Material provided Start Marker
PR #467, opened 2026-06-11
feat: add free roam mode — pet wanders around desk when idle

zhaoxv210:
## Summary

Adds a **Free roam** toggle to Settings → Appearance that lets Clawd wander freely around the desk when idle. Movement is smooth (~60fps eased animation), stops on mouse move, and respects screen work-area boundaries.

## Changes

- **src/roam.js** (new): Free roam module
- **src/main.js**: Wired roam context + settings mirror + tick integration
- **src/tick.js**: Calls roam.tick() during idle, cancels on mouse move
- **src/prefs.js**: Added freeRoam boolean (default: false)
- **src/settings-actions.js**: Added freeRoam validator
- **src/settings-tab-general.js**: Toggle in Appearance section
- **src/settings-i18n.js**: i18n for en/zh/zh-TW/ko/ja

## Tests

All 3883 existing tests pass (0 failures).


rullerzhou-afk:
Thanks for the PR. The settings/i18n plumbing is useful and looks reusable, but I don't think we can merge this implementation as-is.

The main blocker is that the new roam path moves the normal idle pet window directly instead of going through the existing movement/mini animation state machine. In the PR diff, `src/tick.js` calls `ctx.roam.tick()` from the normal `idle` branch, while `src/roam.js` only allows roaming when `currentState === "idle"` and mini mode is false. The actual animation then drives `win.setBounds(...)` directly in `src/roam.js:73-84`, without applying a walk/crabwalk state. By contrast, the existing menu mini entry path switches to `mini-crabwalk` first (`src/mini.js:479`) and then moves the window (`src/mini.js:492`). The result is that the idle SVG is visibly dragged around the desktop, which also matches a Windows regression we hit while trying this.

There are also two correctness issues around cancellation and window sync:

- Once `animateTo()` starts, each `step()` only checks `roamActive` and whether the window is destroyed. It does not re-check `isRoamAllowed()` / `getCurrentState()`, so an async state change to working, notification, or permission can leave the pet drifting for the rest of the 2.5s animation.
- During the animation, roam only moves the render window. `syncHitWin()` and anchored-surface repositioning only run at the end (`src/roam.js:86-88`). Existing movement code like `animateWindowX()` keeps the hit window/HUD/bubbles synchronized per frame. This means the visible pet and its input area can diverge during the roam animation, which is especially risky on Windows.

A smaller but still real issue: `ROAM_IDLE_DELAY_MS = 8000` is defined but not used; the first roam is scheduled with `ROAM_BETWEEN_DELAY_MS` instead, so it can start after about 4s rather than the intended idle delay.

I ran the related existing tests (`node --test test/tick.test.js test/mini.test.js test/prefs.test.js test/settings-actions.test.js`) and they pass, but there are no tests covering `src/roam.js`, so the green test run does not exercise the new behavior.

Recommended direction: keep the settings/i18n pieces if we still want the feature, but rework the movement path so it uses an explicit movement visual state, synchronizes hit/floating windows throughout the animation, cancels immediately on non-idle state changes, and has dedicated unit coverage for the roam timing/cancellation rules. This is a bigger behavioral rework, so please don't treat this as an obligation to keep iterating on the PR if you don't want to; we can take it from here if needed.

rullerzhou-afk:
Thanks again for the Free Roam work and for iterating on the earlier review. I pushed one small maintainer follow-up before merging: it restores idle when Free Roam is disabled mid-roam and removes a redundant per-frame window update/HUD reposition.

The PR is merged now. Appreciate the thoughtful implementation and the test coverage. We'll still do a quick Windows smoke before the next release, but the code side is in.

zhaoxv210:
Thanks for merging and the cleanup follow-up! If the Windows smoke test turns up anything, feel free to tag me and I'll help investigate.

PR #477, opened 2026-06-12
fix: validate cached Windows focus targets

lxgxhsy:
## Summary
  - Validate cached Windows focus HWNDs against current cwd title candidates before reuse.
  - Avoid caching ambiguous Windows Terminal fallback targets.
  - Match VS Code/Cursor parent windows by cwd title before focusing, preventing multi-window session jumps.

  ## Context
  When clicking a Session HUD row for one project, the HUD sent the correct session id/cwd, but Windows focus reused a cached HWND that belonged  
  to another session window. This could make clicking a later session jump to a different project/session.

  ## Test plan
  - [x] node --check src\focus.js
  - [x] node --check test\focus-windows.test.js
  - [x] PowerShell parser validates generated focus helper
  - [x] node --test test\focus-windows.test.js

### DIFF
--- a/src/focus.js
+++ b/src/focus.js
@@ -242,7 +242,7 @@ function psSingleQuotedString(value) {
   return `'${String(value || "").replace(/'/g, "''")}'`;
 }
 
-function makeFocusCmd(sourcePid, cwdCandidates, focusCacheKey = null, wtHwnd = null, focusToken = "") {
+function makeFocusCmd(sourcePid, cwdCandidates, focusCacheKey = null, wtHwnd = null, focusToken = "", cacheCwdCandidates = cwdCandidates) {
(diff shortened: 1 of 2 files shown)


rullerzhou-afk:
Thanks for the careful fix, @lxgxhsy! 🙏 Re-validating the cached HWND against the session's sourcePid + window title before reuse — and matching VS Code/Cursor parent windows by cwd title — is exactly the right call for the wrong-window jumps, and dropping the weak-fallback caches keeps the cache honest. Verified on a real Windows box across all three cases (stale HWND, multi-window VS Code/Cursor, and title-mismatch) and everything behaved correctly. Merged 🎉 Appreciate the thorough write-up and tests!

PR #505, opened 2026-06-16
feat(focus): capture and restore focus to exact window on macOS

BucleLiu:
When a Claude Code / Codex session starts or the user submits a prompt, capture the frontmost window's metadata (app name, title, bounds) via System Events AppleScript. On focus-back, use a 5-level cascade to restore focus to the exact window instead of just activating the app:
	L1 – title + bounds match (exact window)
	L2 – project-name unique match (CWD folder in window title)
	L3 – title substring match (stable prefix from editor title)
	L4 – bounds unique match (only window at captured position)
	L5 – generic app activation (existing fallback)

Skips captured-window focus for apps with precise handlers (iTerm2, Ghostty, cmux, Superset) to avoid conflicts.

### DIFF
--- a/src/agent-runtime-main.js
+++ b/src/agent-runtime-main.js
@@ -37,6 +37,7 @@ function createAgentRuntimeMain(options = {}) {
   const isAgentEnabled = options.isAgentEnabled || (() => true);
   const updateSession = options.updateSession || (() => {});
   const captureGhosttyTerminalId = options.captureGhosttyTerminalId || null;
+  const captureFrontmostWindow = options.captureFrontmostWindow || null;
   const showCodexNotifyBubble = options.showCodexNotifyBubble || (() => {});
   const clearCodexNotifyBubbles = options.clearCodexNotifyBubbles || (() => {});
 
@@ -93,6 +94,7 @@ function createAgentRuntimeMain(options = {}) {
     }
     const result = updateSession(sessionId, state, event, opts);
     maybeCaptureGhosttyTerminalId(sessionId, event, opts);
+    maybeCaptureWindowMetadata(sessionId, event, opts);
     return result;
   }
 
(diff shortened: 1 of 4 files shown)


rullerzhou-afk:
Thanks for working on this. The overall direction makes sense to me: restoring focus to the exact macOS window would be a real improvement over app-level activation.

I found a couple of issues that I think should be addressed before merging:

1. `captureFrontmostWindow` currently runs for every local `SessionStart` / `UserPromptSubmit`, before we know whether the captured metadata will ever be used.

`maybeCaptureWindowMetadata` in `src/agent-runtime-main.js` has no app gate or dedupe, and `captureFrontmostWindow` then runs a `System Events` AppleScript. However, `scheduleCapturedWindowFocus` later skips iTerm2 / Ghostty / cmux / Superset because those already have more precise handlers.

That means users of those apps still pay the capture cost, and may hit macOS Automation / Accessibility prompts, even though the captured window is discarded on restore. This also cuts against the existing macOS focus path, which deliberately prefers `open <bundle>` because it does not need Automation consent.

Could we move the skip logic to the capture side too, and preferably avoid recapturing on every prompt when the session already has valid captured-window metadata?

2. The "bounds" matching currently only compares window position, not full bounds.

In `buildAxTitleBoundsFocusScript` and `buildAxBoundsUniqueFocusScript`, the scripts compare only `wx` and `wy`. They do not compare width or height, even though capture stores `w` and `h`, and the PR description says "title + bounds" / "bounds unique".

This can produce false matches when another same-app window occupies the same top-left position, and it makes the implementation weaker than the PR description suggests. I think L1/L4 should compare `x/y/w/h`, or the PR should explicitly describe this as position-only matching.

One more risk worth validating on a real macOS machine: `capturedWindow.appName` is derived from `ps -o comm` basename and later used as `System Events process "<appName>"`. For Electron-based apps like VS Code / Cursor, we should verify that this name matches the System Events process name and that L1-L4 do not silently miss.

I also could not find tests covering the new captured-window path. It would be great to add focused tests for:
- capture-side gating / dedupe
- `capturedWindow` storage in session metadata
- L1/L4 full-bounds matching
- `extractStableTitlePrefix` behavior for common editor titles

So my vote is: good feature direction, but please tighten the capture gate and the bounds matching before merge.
Material provided End Marker
→ Activity
Copy every line in the listing above where the string "would" turns up.

→ Reply
Thanks for working on this. The overall direction makes sense to me: restoring focus to the exact macOS window would be a real improvement over app-level activation.
I also could not find tests covering the new captured-window path. It would be great to add focused tests for:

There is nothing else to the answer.